_Your instructions:_
Output only this range of the data below: the line that contains "PR #3888, opened 2026-08-26" through the final line, both ends included, each retyped exactly.

(Stored items)
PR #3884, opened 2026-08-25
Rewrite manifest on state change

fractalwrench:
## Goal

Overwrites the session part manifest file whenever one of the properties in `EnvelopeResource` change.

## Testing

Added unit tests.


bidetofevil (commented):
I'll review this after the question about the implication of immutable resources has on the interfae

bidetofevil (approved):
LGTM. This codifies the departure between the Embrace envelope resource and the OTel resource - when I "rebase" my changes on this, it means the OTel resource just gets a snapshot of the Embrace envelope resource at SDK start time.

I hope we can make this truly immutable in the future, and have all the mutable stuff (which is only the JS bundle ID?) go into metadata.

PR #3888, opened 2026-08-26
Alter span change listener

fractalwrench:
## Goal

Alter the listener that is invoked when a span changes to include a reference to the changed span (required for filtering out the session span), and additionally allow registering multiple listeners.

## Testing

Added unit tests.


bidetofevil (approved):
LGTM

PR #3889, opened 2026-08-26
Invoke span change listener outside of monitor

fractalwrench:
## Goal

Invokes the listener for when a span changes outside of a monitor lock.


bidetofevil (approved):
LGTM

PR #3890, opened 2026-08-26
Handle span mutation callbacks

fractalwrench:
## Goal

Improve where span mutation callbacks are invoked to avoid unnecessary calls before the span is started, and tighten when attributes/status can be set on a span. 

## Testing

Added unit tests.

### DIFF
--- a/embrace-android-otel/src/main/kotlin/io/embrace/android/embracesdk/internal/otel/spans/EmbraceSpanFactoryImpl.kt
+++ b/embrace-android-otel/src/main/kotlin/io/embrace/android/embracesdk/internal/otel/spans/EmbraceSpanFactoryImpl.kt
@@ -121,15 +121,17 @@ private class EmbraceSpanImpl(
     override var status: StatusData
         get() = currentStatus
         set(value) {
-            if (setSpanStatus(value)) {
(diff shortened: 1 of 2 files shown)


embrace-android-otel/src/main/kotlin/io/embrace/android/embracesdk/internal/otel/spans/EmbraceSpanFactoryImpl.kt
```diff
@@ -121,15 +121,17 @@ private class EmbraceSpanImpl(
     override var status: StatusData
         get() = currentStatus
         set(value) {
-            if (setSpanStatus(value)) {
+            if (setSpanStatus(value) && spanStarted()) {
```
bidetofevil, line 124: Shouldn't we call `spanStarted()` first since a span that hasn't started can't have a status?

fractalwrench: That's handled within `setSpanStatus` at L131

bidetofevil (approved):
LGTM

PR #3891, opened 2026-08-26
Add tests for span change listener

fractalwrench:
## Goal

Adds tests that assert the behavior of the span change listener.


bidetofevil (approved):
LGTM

_Output below:_
PR #3888, opened 2026-08-26
Alter span change listener

fractalwrench:
## Goal

Alter the listener that is invoked when a span changes to include a reference to the changed span (required for filtering out the session span), and additionally allow registering multiple listeners.

## Testing

Added unit tests.


bidetofevil (approved):
LGTM

PR #3889, opened 2026-08-26
Invoke span change listener outside of monitor

fractalwrench:
## Goal

Invokes the listener for when a span changes outside of a monitor lock.


bidetofevil (approved):
LGTM

PR #3890, opened 2026-08-26
Handle span mutation callbacks

fractalwrench:
## Goal

Improve where span mutation callbacks are invoked to avoid unnecessary calls before the span is started, and tighten when attributes/status can be set on a span. 

## Testing

Added unit tests.

### DIFF
--- a/embrace-android-otel/src/main/kotlin/io/embrace/android/embracesdk/internal/otel/spans/EmbraceSpanFactoryImpl.kt
+++ b/embrace-android-otel/src/main/kotlin/io/embrace/android/embracesdk/internal/otel/spans/EmbraceSpanFactoryImpl.kt
@@ -121,15 +121,17 @@ private class EmbraceSpanImpl(
     override var status: StatusData
         get() = currentStatus
         set(value) {
-            if (setSpanStatus(value)) {
(diff shortened: 1 of 2 files shown)


embrace-android-otel/src/main/kotlin/io/embrace/android/embracesdk/internal/otel/spans/EmbraceSpanFactoryImpl.kt
```diff
@@ -121,15 +121,17 @@ private class EmbraceSpanImpl(
     override var status: StatusData
         get() = currentStatus
         set(value) {
-            if (setSpanStatus(value)) {
+            if (setSpanStatus(value) && spanStarted()) {
```
bidetofevil, line 124: Shouldn't we call `spanStarted()` first since a span that hasn't started can't have a status?

fractalwrench: That's handled within `setSpanStatus` at L131

bidetofevil (approved):
LGTM

PR #3891, opened 2026-08-26
Add tests for span change listener

fractalwrench:
## Goal

Adds tests that assert the behavior of the span change listener.


bidetofevil (approved):
LGTM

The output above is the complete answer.